◆ Problem to solve ◆
Two lines below mark the span: the one containing "PR #10, opened 2021-02-08" and the one containing "Thanks for the input!". Set down both, plus every line between, exactly as they stand, and nothing else.

◆ Given information ◆
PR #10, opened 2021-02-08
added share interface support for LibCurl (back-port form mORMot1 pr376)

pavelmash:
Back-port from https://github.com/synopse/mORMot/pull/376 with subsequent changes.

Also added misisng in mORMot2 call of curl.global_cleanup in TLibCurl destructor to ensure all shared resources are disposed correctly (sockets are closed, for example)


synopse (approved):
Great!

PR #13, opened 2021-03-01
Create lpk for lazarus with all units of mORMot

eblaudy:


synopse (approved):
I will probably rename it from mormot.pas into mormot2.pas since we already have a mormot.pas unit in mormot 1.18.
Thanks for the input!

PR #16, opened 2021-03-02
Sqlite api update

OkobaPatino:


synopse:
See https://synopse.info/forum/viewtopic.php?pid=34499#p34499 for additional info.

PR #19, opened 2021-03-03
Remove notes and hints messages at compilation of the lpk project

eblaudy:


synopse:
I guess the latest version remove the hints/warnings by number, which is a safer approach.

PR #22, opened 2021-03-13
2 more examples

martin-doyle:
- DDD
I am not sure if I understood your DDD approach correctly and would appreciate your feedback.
---
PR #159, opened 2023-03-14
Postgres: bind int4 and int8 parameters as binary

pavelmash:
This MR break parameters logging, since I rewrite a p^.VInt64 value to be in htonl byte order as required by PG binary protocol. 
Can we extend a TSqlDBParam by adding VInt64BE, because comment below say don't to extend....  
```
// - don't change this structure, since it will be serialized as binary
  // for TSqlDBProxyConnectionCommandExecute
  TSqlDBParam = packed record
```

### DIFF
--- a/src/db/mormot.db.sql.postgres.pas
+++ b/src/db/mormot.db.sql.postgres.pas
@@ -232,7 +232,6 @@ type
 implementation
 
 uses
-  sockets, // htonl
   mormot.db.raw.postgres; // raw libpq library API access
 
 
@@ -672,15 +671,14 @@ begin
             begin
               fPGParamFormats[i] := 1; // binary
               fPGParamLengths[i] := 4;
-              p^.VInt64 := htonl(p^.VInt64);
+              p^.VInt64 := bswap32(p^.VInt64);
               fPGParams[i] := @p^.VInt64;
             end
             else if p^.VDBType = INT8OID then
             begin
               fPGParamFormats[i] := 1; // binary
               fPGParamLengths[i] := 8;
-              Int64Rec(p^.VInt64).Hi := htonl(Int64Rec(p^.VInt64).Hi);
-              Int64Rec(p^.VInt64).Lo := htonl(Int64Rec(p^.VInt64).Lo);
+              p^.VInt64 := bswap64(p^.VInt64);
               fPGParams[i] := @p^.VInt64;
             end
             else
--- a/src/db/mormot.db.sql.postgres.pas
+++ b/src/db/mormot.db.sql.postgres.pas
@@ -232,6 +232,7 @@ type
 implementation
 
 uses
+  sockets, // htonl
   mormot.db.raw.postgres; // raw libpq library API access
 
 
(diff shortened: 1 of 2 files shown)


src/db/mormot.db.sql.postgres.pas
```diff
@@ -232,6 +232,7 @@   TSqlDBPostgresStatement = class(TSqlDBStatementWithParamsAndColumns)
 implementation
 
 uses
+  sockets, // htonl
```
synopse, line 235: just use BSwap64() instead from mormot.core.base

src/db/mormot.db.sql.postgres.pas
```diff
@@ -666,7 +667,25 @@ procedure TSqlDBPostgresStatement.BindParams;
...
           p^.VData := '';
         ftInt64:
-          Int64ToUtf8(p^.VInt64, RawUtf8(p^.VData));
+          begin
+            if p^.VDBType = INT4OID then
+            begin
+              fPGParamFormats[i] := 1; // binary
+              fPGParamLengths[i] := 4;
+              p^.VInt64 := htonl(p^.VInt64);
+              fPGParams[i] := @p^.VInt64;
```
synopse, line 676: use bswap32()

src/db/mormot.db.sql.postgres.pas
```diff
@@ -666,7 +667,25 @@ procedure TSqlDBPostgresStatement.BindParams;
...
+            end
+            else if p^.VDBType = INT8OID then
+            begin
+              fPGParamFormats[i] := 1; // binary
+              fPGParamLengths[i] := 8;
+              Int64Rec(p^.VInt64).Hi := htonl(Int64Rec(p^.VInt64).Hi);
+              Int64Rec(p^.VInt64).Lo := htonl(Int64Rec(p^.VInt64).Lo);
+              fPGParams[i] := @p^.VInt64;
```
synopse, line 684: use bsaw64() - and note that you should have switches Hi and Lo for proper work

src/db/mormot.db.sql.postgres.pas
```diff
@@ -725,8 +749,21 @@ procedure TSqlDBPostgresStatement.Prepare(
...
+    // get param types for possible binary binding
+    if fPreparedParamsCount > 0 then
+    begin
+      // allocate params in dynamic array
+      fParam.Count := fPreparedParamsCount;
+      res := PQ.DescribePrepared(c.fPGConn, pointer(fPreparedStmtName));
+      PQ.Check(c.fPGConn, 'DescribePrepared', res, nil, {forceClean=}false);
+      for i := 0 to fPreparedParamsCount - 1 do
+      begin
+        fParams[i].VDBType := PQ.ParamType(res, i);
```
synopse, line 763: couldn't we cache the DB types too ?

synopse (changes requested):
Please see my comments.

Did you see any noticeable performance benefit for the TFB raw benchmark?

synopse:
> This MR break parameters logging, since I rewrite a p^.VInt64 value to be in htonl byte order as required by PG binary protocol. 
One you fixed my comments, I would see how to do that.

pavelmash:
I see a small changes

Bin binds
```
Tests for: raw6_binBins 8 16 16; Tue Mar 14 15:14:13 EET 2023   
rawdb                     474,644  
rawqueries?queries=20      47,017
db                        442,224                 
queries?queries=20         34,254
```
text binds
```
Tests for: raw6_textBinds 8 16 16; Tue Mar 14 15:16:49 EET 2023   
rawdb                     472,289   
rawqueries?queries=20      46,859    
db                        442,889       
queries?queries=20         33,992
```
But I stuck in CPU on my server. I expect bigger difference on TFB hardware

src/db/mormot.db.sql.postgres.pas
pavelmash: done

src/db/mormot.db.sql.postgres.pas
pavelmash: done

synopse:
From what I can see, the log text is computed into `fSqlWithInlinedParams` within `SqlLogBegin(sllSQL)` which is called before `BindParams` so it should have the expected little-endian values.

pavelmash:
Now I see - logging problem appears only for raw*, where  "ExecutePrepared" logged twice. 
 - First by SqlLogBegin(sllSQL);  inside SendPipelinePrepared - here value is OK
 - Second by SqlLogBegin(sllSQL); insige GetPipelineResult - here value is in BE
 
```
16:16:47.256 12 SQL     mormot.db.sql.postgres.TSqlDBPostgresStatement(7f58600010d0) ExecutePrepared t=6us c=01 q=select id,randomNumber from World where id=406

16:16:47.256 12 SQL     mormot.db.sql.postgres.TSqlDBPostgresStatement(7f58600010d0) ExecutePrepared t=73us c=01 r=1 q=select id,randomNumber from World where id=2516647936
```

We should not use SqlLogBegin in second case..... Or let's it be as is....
---
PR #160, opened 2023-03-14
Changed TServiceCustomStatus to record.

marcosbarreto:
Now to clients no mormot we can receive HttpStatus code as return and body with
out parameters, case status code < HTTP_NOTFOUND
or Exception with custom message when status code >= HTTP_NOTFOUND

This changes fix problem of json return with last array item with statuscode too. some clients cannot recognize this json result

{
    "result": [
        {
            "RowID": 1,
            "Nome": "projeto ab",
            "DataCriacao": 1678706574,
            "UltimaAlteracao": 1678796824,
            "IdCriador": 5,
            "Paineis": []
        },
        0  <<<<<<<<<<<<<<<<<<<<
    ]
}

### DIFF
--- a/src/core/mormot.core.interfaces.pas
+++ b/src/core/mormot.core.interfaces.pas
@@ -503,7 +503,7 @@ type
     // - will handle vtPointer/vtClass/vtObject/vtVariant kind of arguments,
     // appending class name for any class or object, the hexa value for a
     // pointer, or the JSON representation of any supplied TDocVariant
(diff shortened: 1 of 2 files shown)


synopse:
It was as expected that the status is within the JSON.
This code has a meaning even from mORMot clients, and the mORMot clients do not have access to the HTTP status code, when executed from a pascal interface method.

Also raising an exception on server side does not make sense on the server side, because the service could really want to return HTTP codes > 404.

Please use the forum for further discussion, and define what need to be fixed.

◆ Result of this task ◆
PR #10, opened 2021-02-08
added share interface support for LibCurl (back-port form mORMot1 pr376)

pavelmash:
Back-port from https://github.com/synopse/mORMot/pull/376 with subsequent changes.

Also added misisng in mORMot2 call of curl.global_cleanup in TLibCurl destructor to ensure all shared resources are disposed correctly (sockets are closed, for example)


synopse (approved):
Great!

PR #13, opened 2021-03-01
Create lpk for lazarus with all units of mORMot

eblaudy:


synopse (approved):
I will probably rename it from mormot.pas into mormot2.pas since we already have a mormot.pas unit in mormot 1.18.
Thanks for the input!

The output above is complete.